The report is titled: “Left To Die, The Forgotten Street Children Of Calabar.”
According to Ken, both government, pressure groups and the public no longer “feel” the pains street children undergo and the attendant challenges bedeviling the society due to their existence.
“Our society has developed an immunity towards feeling it. We see it but don’t feel it anymore,” said Ken who said their findings showed that the failure of the Cross River state government to implement the Child Rights law was largely to blame for the phenomenon.
“The major reason this phenomenon of street children has continued is because the state government has failed to implement the Cross River state child law and the lethargic attitude of the institutions charged with the responsibility of taking care of them,” he said.
The report shows that there is an increasing number of street children in Calabar with the government’s punitive approach not solving the core problems of which child abuse, witch branding, failure of child care institutions and bad parenting were identified as the primary causes. These force the kids to escape from home and in order to fend for themselves, have most times, resorted to crime.
“The victims, sometimes children less than 10 years old are blamed for the abuses they suffer and the fact that their society has failed to protect them. They are regarded as vermin, parasites and pollutants of social good that need to be eliminated, not helped or supported. Exposed in this manner, they have become victims of criminals who specialize in converting them to a life of violence and crime.
“Unfortunately, the responses of the government has mostly been punitive, the key one being the formation of ‘Operation Skolombo’. These approaches do not take into consideration the deeper and more far reaching issues including how the kids got on the street in the first place, and what needs to be done to reverse the trend,” he said.
Three measures which include the establishment of frameworks to fully implement the Child Rights law; establishment of rehabilitation centers which will provide counseling services, drug recovery and rehabilitation services as well as deliberate political will to take punitive actions against religious bodies and traditional institutions that promote the labeling and stigmatization of children were recommended in the report.
Panelists at the event also decried the poor attention paid to the street children by the Governor Ben Ayade’s administration and sought for deeper collaboration and increased government efforts to solve the challenge.
“One of the major driver is the attitude of the people. People find a way to blame the children for being in the street. There must be repercussions for throwing your children in the street. If you go to church and you shout and your child is the witch that beats you, then, dump that religion and go practice another one,” said Pamela Braide, a development expert.

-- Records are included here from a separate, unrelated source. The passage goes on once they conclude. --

PR #331, opened 2025-10-06
Add `Subsets` (previously `Superset`)

### LINKED ISSUE #295: Add `Subsets` (previously `Superset`)

JCZuurmond:
# Changes

Resolves #295
Stacked on #327
Requires #336

Add `Subsets` that:
- Tracks dataset splits
- Archives and unarchives splits

# Checklist

### DIFF
--- a/src/proteingym/base/dataset.py
+++ b/src/proteingym/base/dataset.py
@@ -565,7 +565,7 @@ class Dataset(BaseModel):
 class SubsetsArchiveLayout:
     """The layout of a subsets archive."""
 
-    SUFFIX = ".splits.pgdata"
+    SUFFIX = f".splits{DatasetArchiveLayout.SUFFIX}"
     """The suffix of a subsets archive."""
 
     DATASET_ARCHIVE = f"dataset{DatasetArchiveLayout.SUFFIX}"


src/proteingym/base/dataset.py
```diff
@@ -52,9 +55,69 @@ class DatasetSlice:
...
+            slc: list[bool] | tuple[int | None, int | None, int | None],
+        ) -> list[bool] | slice:
+            """Convert an iterable to a slice object."""
+            if is_slice_iterable(slc):
+                return slice(*slc)
+            return slc
+
+        def as_dataset_slice(raw: dict) -> DatasetSlice:
+            assay_slices = [as_slice(slc) for slc in raw.get("assays", [])]
+            return cls(assays=assay_slices)
```
srivastavaprashant: I think that this could be one liner as well.

src/proteingym/base/dataset.py
```diff
@@ -52,9 +55,69 @@ class DatasetSlice:
...
+        ) -> list[bool] | tuple[int | None, int | None, int | None]:
+            """Encode a slice object as a tuple."""
+            if isinstance(slc, slice):
+                return (slc.start, slc.stop, slc.step)
+            return slc
+
+        def encode(dataset_slice: DatasetSlice) -> dict:
+            """Encode a DatasetSlice as a dictionary."""
+            slices = [encode_slice(s) for s in dataset_slice.assays]
+            return {"assays": slices}
```
srivastavaprashant: This could be done in fewer code lines as well

src/proteingym/base/superset.py
```diff
@@ -0,0 +1,105 @@
...
+
+        Returns:
+            Path: The path to the dumped dataset archive.
+        """
+        if isinstance(path, str):  # User-friendly interface to support str
+            path = Path(path)
+        path = path or Path.cwd()
+        if path.is_dir():
+            path = path / f"{self.dataset.name}{SupersetArchiveLayout.SUFFIX}"
+        with ZipFile(path, "w") as zip:
```
srivastavaprashant: We already have more than one instance where we use a context. Does it make sense to create a separate context manager and use that avoiding duplication?

src/proteingym/base/superset.py
```diff
@@ -0,0 +1,105 @@
...
+            # While a SE practice is to avoid IO to disk where possible,
+            # we use a temporary directory here as long as dataset dump requires
+            # it.
+            with TemporaryDirectory() as temp_dir:
+                dataset_archive = self.dataset.dump(path=Path(temp_dir))
+                zip.write(
+                    dataset_archive, arcname=SupersetArchiveLayout.DATASET_ARCHIVE
+                )
+            slices_str = json.dumps([slc.to_json() for slc in self.slices])
```
srivastavaprashant: double encoding? one from `slc.to_json()` and one again with `json.dumps()`?

tests/conftest.py
```diff
@@ -0,0 +1,322 @@
...
+    sequence1 = Sequence(
+        name="seq1",
+        value=Seq("ACDEFG"),
+        type=SequenceType.WILD_TYPE,
+        alphabet=SequenceAlphabet.AA,
+    )
+    sequence2 = Sequence(
+        name="seq2",
+        value=Seq("GFEDCA"),
+        type=sequence1.alphabet,
```
srivastavaprashant:
```suggestion
        type=SequenceType.WILD_TYPE,
```

tests/test_superset.py
```diff
@@ -0,0 +1,98 @@
...
+    for _ in superset:
+        raise AssertionError("Should not iterate over empty superset")
+
+
+@pytest.mark.parametrize(
+    "slices, length",
+    [([], 0), ([slice(0, 1)], 1), ([True, False], 2)],
+)
+def test_superset_length(empty_dataset: Dataset, slices: list, length: int) -> None:
+    """Test that iterating over an empty superset does not yield any elements."""
```
srivastavaprashant: confusing docstring. Talks about element yield but the check is on length. 🤔

src/proteingym/base/superset.py
JCZuurmond: yeah, maybe. I am oke for now with having this context manager twice. Feels slightly premature to abstract this away. 

Also, I rather rework on avoiding the temporary directory context manager at all as the comment suggests that we want to avoid IO to disk

tests/test_superset.py
JCZuurmond: thanks, copied the test above, forgot to update the docstring

JCZuurmond (commented):
@srivastavaprashant : Could you please re-review? The PR became simpler with removing the `slice` support from `DatasetSlice`. I learned from the splitter implementation that slice will not commonly be used by splitters, masks are more natural for the use case. If we need the slice support in the future it can be added again

src/proteingym/base/superset.py
JCZuurmond: Yeah, I'm a slightly indifferent about this, but leaning to the current implementation. 

The above still holds: we implement (de)serialization methods on the classes, a dict is not guaranteed to be JSON serializable, hence we call `to_json` from the outside. 

The implementation on the inside (`DatasetSlice.to_json`) "knows" that for this specific class the JSON serialization is simply json dumping the dataclass converted to a dict.

I am indifferent as I am generally pro postponing decisions, and we did implement serialization already (`to_...` and `form_...`), but the `to_json` and `from_json` is new.

src/proteingym/base/superset.py
```diff
@@ -0,0 +1,99 @@
...
+
+    DATASET_ARCHIVE = f"dataset{DatasetArchiveLayout.SUFFIX}"
+    """The directory containing the dataset."""
+
+    SLICES_FILE = "slices.json"
+    """The file containing the slices."""
+
+
+@dataclasses.dataclass(kw_only=True, frozen=True)
+class Superset:
```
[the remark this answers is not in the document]
JCZuurmond: I created an issue for that: https://github.com/ProteinGym/proteingym-base/issues/350. Let's discuss today in-person.

JCZuurmond: @hredestig and @karel-w : I have been thinking about the name of this class. I think `Subset(s)`* would more accurate describe this implementation, see [wikipedia](https://en.wikipedia.org/wiki/Subset).

At the start, I was thinking about a more generic implementation of a "set of datasets" , hence `Superset`, but with the ask of [split strategies](https://github.com/ProteinGym/proteingym-base/issues/350) and the insight that a "set of datasets" can be just another dataset (e.g. one that combines many assays), this generic implementation made less sense.

I got fond of the name "Superset": who does *not* want "super" ⏫  in it's class? Lots more fun/high/exciting than "sub" ⏬ ... Still, the implementation became a(n iteration over) subset(s*).

*I am also reconsidering the plural v.s. singular form. With subset leaning towards the plural form opposed to the singular for "Superset" as there the "super" already suggest there is *more* than just the (data)set. Now with "Subset" it is not evident that the implementation is a container of multiple sets (dataset slices to be precise), it suggests there is *less* than a (data)set

PR #353, opened 2025-10-23
Add kfolds splitter

### LINKED ISSUE #352: Implement `KFoldsSplitter`
### Summary

Implement a `KfoldsSplitter`

### Motivation

Another common way to split datasets

### Proposed solution

_No response_

JCZuurmond:
# Changes

Resolves #352
Stacked on #342

Adds a KFoldsSplitter simlarly to https://scikit-learn.org/stable/modules/generated/sklearn.model_selection.KFold.html

# Checklist

### DIFF
--- a/tests/test_assay_operators.py
+++ b/tests/test_assay_operators.py
@@ -5,7 +5,6 @@ Module for testing assay operators.
 import pytest
 
 from proteingym.base.assay import Assay, AssayTarget
-from proteingym.base.assay import Assay, AssayTarget
 from proteingym.base.sequence import Sequence, SequenceAlphabet, SequenceType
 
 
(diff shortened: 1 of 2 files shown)


src/proteingym/base/splits.py
```diff
@@ -103,3 +103,55 @@ def split(self) -> Superset:
...
+        self.n_splits = n_splits
+        self.shuffle = shuffle
+
+    def split(self) -> Superset:
+        """Splits the dataset into K folds.
+
+        Returns:
+            Superset: The superset containing the splits.
+        """
+        records_shape = tuple(len(assay) for assay in self.dataset.assays)
```
JCZuurmond: @karel-w and @hredestig : The pattern that is chosen (as explained here for random splitter https://github.com/ProteinGym/proteingym-base/pull/342/files#r2455563247) is to manipulate the indices of the assay records to construct the splits. Let's discuss if this works for you.

We might be able to extract certain logic into a parent class and let the strategies focus on manipulating the indices only. But IMO it is slightly premature to do that now

karel-w:
Hmm one thing i'm thinking of for the benchmarking, do we now need to consider the split type within the model code now? Because that would be a bit inconvenient.

E.g. if we now have the train entrypoint, the model would need to know the amount of splits and how it is split?

```
def model(dataset: Superset):
    
    train_ds, val_ds, test_ds = tuple(dataset)

def train(dataset: Superset, model_card: ModelCard) -> 'MyModel':
    model = MyModel(model_card=model_card)

    model.train(dataset)
```

PR #370, opened 2025-11-13
Slice with target

### LINKED ISSUE #359: Add target to `DatasetSlice`
## Description

Add target to `DatasetSlice`

## Motivation

To slice columns next to records

## References

> this also need to pay attention to which target variables are in scope - otherwise you may end up with slices where you have only records for one target, and another slice for another target 🙃
> I guess something like, for every target in scope, first slice the records with sequences with values for all targets, then those with only n-1 targets, and so on.. 

 _Originally posted by @hredestig in [#342](https://github.com/ProteinGym/proteingym-base/pull/342/files#r2473142262)_

JCZuurmond:
# Changes

Resolves #359

Slice dataset with targets:
- Slice an assay with target(s)
- Slice dataset with targets:
  - Slices assays
  - Slices target names

# Checklist

### DIFF
--- a/src/proteingym/base/splits.py
+++ b/src/proteingym/base/splits.py
@@ -163,7 +163,7 @@ class RandomSplitter:
 
             assay_slices = []
             for mask, assay in zip(masks, dataset.assays, strict=True):
-                if targets:
+                if targets is not None:
                     if not any(target in assay.columns for target in targets):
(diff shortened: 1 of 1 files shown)


hredestig (approved):
Nice and it was educational to read. Don't have any suggestions for improvement!

PR #381, opened 2025-11-18
fix: dont shadow builtins

hredestig:
Here's an opinionated one: enable https://docs.astral.sh/ruff/rules/#flake8-builtins-a

Best practice is to not use names for variables that shadow python builtins. Let's make it a policy.

What do you think? 

# Changes

- format -> fmt
- zip -> zip_

# Checklist


JCZuurmond (dismissed):
Good! We could use a CI-check for this to avoid this happening in the futrue

JCZuurmond (approved):

PR #384, opened 2025-11-18
fixes bug382 by taking first for str targets

### LINKED ISSUE #382: .to_df() doesn't parse string-based targets
### Current behaviour

I've got a manifest as follows:

```
[[ assay_targets ]]
name = "activity"
description = "activity as measured by ..."

[[ assay_targets ]]
name = "residual_activity"
description = "residual activity measured ..."

[[ assay_targets ]]
name = "expression"
description = "expression of enzyme measured by ..."

[[ assay_targets ]]
name = "batchID"
description = "distinct batches"

[[ assays ]]
sequence = "sequence"
path = "cleaned_juniper_data.csv"
sequence_alphabet = "AA"
name = "all_targets"
[assays.targets]
"activity" = "activity"
"expression" = "expression"
"residual_activity" = "residual activity"
"batchID" = "batchID"
```
When calling dataset.to_df(), using e.g. batch ID: 'plate1-experimentA', batchID shows up as null values with column type str. When i converted batchIDs to numerical values at the CSV level and did not change the manifest, it parsed correctly.

The batch strings are correctly encoded at the assay level, e.g. with mock data:
```
[Assay(
 	name='all_targets',
 	description: None,
 	variables: 0,
 	records:
 		ACGTHYRMIHWMMEIDCNGCANNT, (0.10977630503022857, 171.6403790593661, 0.07210002816335391, 'batch_B'),
 		ACGTLSRRWNYDFWHKHVEQVKCY, (0.3742142217622615, 180.5291061253481, 0.00819118973473425, 'batch_B'),
 		ACGTRHNIRDQTEVIECGLEVNCL, (0.3350063246135029, 268.4720488212052, 0.21427566498924658, 'batch_C'),
 		...
 )]
```

### Desired behaviour

Being able to parse strings for categorical targets in to_df() functions

### Steps to reproduce

1. Create mock data resembling original data (Switch batch type from str/int by commenting correct row):
```
import pandas as pd
import numpy as np

np.random.seed(42)
n_rows = 100

df = pd.DataFrame({
    'sequence': [f'ACGT{"".join(np.random.choice(list("ACDEFGHIKLMNPQRSTVWY"), 20))}' for _ in range(n_rows)],
    'activity': np.random.normal(0.5, 0.2, n_rows),
    'expression': np.random.normal(200, 50, n_rows),
    'residual_activity': np.random.normal(0.15, 0.08, n_rows),
    # 'batch': np.random.choice(['batch_A', 'batch_B', 'batch_C'], n_rows)
    'batch' : np.random.choice([0, 1, 2], n_rows)
})

df.to_csv('mock_data.csv')
```

2. Create manifest
```
mock = """name = "Mock"
description = "Juniper dataset cleaned for platinum / MDGA citrate performance"
version = "1.0.0"

[[ assay_targets ]]
name = "activity"
description = "activity as measured by ..."

[[ assay_targets ]]
name = "residual_activity"
description = "residual activity measured by measuring activity, then heating proteins to 55C and measuring again after cooling down"

[[ assay_targets ]]
name = "expression"
description = "expression of enzyme measured by ..."

[[ assay_targets ]]
name = "batch"
description = "distinct biological batches"

[[ assays ]]
sequence = "sequence"
path = "mock_data.csv"
sequence_alphabet = "AA"
name = "all_targets"
[assays.targets]
"activity" = "activity"
"expression" = "expression"
"residual_activity" = "residual_activity"
"batch" = "batch"
"""

with open('mock.toml', 'w') as file:
    file.write(mock)
```

3. Load in dataset and return to df
```
manifest = Manifest.from_path('mock.toml')
dataset = Dataset.from_manifest(manifest=manifest)
dataset.to_df()
```

### Proposed solution

_No response_

karel-w:
# Changes

Resolves #382 

.to_df() resolves all targets as mean, even if the targets are str, leading to a column of null values. Since we accept str for AssayTarget we should return this in .to_df for e.g. non-numerical categorical targets. 

I've considered:
- not allowing str targets. Users would have to convert to e.g. numerical categories. Might lead to user A encoding e.g. 'EC:1.1.1.1' as 0, and user B encoding 'EC:1.1.1.100' as zero, might lead to confusion when the categorical targets are biological IDs.

- We convert it to numerical categorical targets. Might lead to confusion on iterating over the datasets, e.g. when reporting downstream in the benchmark could aggregate same numerical targets with different biological IDs. 

- The model converts str based categorical targets itself and we provide the biological ID. **(Current fix)**

# Checklist

### DIFF
--- a/tests/test_assay.py
+++ b/tests/test_assay.py
@@ -3,7 +3,6 @@ from string import ascii_uppercase
 from zipfile import ZipFile
 
 import polars as pl
-import polars.testing
 import pytest
 from Bio.Seq import Seq
 from pydantic import ValidationError


src/proteingym/base/dataset.py
```diff
@@ -588,13 +588,20 @@ def to_df(
             ~pl.all_horizontal([pl.col(t).is_null() for t in target_names])
         )
 
-        # Group by sequence and variables, and aggregate the target by mean
+        # Group by sequence and variables, and aggregate the target by mean,
```
hredestig: as discussed - another option is to have `aggfunc` and argument, which maybe a function that does you list below but also enables one to do something else

Also good log a warning if particularly the `.first` strategy is ever used since it lossy and probably most of the time a workaround rather than a solution.

tests/test_assay.py
```diff
@@ -535,20 +536,25 @@ def test_dataset_to_df_single_target(assay1: Assay, assay2: Assay) -> None:
...
-            df, expected_df, check_dtypes=False, check_column_order=False
-        )
+    # Aggregation function now returns warnings for hidden
+    # (default) behavior. Catching the warnings here as
+    # warnings get tested in test_dataframe_aggregation.py
+    with warnings.catch_warnings():
+        warnings.simplefilter("ignore", UserWarning)
+        try:
+            df = dataset.to_df(target_names=["DMS Score"])
+        except ValueError as e:
```
hredestig: unnecessary try/except

tests/test_assay.py
```diff
@@ -561,22 +567,28 @@ def test_dataset_to_df_no_target(assay1: Assay, assay2: Assay) -> None:
...
-            }
-        )
-        pl.testing.assert_frame_equal(
-            df, expected_df, check_dtypes=False, check_column_order=False
-        )
+
+    # Aggregation function now returns warnings for hidden
+    # (default) behavior. Catching the warnings here as
+    # warnings get tested in test_dataframe_aggregation.py
+    with warnings.catch_warnings():
```
hredestig: dito / quiet warnings or unnecessary try/except

hredestig (dismissed):
Just the final warning filters, then great!

PR #391, opened 2025-11-27
Extend manifest with AssaysRaw

### LINKED ISSUE #170: Allow for both statistics and measurements in assays
Thanks for bearing with my scope creep here but,  I'm now we should track a file with statistics which has a list of annotated columns including the sequence (which  afaic is always present and always name "sequence") like this. I think we should additionally allow for a file with measurements, the data that was used to compute the statistics in a different file. Again with a sequence column and an arbitrary list of annotated columns.

```toml

[[ conditions ]]
name = "pH"
unit = "pH"
description = "value of pH"

[[ assays ]]
name = "activity"  # required
path = "statistics_assay_one.csv" # required

path_measurements = "measurements_assay_one.csv"  # optional

[ assays.conditions ]
condition_1 = <value>
condition_2 = <value>

[[ assays.statistics ]]
name = "performance over wild-type" # required
unit = ""        # optional
description = "pi" # optional

relative_to = "AQSVP.."    # optional, the sequence id of the molecule that the statistic is relative to. If present, it should with one of the sequences.
is_primary_target = true  # required, but only one of statistics can be true, thus default to `false`

[[ assays.statistics ]]
name = "area under the curve" 
description = "auc"     # enum of available possible statistics
is_primary_target = false

[[assays.measurements ]]
name = "OD"       # required
unit = nan            # optional 
description = ""  # optional

[[assays.measurements ]]
name = "concentration"
unit = "ppm"
description = ""
```

_Originally posted by @hredestig in https://github.com/ProteinGym2/pg2-dataset/pull/153#discussion_r2215633767_

JCZuurmond:
# Changes

Resolves #170 
Supersedes #366

Extend the manifest with a section for measurements, then handle it accordingly:
- Introduce `AssayRawManifestSection` to load the manifest section
- Introduce `AssayRaw` to hold the measurements data
- Introduce `Field` to track field/column metadata

Then update the `Dataset` and accompanying classes to include the raw assay data.

# Checklist

### DIFF
--- a/notebooks/02_Creating_Manifests_and_Archives.ipynb
+++ b/notebooks/02_Creating_Manifests_and_Archives.ipynb
@@ -402,7 +402,7 @@
   },
   {
    "cell_type": "code",
-   "execution_count": 2,
+   "execution_count": null,
    "metadata": {},
    "outputs": [],
    "source": [
@@ -430,6 +430,7 @@
     "description = \"Binned DMS score\"\n",
     "\n",
     "[[ assays ]]\n",
+    "name = \"NEIME_2019\"\n",
     "sequence = \"mutated_sequence\"\n",
     "path = \"./NEIME_2019/Assays/Assay1.csv\"\n",
     "sequence_alphabet = \"AA\"\n",
@@ -854,12 +855,13 @@
   },
   {
    "cell_type": "code",
-   "execution_count": 11,
+   "execution_count": null,
    "metadata": {},
    "outputs": [],
    "source": [
     "assays = [\n",
     "    AssayManifestSection(\n",
+    "        name=\"NEIME_2019\",\n",
     "        sequence=\"mutated_sequence\",\n",
     "        targets={\"DMS Score\": \"DMS_score\", \"DMS Score Bin\": \"DMS_score_bin\"},\n",
     "        sequence_alphabet=\"AA\",\n",


JCZuurmond (commented):
@hredestig : The plan is to first introduce the measurements related code. Then consolidate duplicate classes like the `Field` and `Measurement` <> `Assay`

docs/manifest.md
```diff
@@ -7,7 +7,7 @@ The manifest defines how a [dataset](data_model.md) is constructed.
 The following capabilities have been identified:
 
 | Capability           | Kind           | Motivation                                                |
-|----------------------|----------------|-----------------------------------------------------------|
+| -------------------- | -------------- | --------------------------------------------------------- |
```
hredestig: why this - here I see line goes to the end: https://www.markdownlang.com/extended/tables.html

I just approved and merged your MR to undo my earlier fix for this, read the change the wrong way 🙈

Anyway, pycharm complains and auto fixes to 
```
|----|---|
```
which is why i complained at this in the first place - you ide likes it like this?

src/proteingym/base/measurement.py
```diff
@@ -0,0 +1,194 @@
...
+
+class MeasurementsFormat(StrEnum):
+    """Supported assay file formats."""
+
+    CSV = ".csv"
+    """A comma separated text file"""
+
+
+@dataclasses.dataclass(kw_only=True, frozen=True)
+class Field:
```
hredestig: I find `Field` unfortunate in a package that uses pydantic. I proposed `AssayField` in #374 - can we merge that first? I know it may read double in the toml `assay.assay_field` instead of `assay.field` but stil better pydantic clash imo. 

- Column: no - refers to a 2D layout, says nothing.
- Variable: already use that
- Observable: bit cryptic
- Target: not necessarily a prediction target anymore
- AssayField: bit double since used with Assay
- DataField: ?
- ..

@karel-w

src/proteingym/base/measurement.py
```diff
@@ -0,0 +1,194 @@
...
+        columns = [field.name for field in section.fields]
+        # Reusing polars as we already depend on it for assays
+        records = list(pl.read_csv(section.path, columns=columns).iter_rows())
+        return cls(
+            name=section.name,
+            records=records,
+            fields=section.fields,
+            description=section.description,
+        )
+
```
hredestig: afford a `to_df` here as well - same thing as the one from assay but this time it's just a row-concatenation - and i guess a adding a column `name` to reflect the AssayRaw it came from

hredestig (commented):
Nice - mainly please revert to `AssayRaw` instead as discussed.

docs/manifest.md
JCZuurmond: Ah interesting, my editor does this when requesting a format. I do not care really as long as we are consistent

src/proteingym/base/assay.py
```diff
@@ -29,9 +30,57 @@ class AssayFormat(StrEnum):
...
+class Field:
+    """A raw assay field in an assay.
+
+    A field contains the metadata about a raw assay data, like the schema
+    definition of a dataset.
+
+    TODO
+    ----
+    Reuse this class across the code base.
+    Add field for setting the type.
```
JCZuurmond: Create issue for this

src/proteingym/base/dataset.py
```diff
@@ -141,6 +144,9 @@ class Dataset(BaseModel):
     assays: list[Assay] = Field(default_factory=list)
     """The assays present in the dataset."""
 
+    assays_raw: list[AssayRaw] = Field(default_factory=list)
```
JCZuurmond: Add test for dataset with assays raw

PR #396, opened 2025-12-01
feat: indicate how to best encode assay variables

### LINKED ISSUE #307: Assay conditions (variable) should indicate how to best be represented
### Summary

The data type can be int, str, float - but that doesn't give a clear indication how it should be represented - e.g. 1-hot encoded or direct regressor

### Motivation

Without this a variable like engineering_round could become an direct regressor - but it is clearly better thought of a categorical

### Proposed solution

add member `representation`(?) "categorical" or "numerical"

hredestig:
# Add annotation on assay variable for how to best encode it

Resolves #307 

If an assay variable is used as regression input, we need to know how to best encode it. I can think of two ways, as a categorical or a numerical but perhaps we need more distinctions so suggesting an enum here.

# Checklist

- [ ] I performed a self-review of my code. Amongst other things, I have commented my code in hard-to-understand areas.

### DIFF
--- a/src/proteingym/base/transformers.py
+++ b/src/proteingym/base/transformers.py
@@ -13,6 +13,7 @@ from sklearn.base import BaseEstimator, TransformerMixin
 from sklearn.compose import ColumnTransformer
 from sklearn.preprocessing import OneHotEncoder, StandardScaler
 
+from .assay import FieldEncoding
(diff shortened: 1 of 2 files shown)


hredestig:
One thing I was doubting though was whether the default should be numerical? Or better no default at all?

For Williams Arikpo, who served as program manager for the Destiny Child Center, a rehabilitation project operated by Mrs. Obioma Imoke, wife of former Governor Liyel Imoke, the street children issue is decades old and not a new phenomenon.
“As at the time I began working on this issue in 2003, I met kids who had spent five, seven or more years in the street,” Arikpo said and blamed the current administration for the discontinuation of the Destiny Child Center.
“I will describe the DCC as a success while I was there but of course sustainability has been a challenge. The handing over process was done but there was no sustainability. There was pressure that the DCC was a bid to steal Government property and some things were bought on credit to feed the children of which we have not been able to pay till date,” he said.
Furthermore, he disclosed that the Mr. Ayade’s administration decided to “repatriate” inmates of the DCC in June 2015 which they kicked against but could not stop the state from doing so.
The DCC had rehabilitated 253 inmates, but is currently illegally “occupied by families” who lost their homes, the report said.
Several street kids who have been rehabilitated shared their stories with attendees with stakeholders calling for increased pressure from civil society organizations on the government to implement the Child Rights law.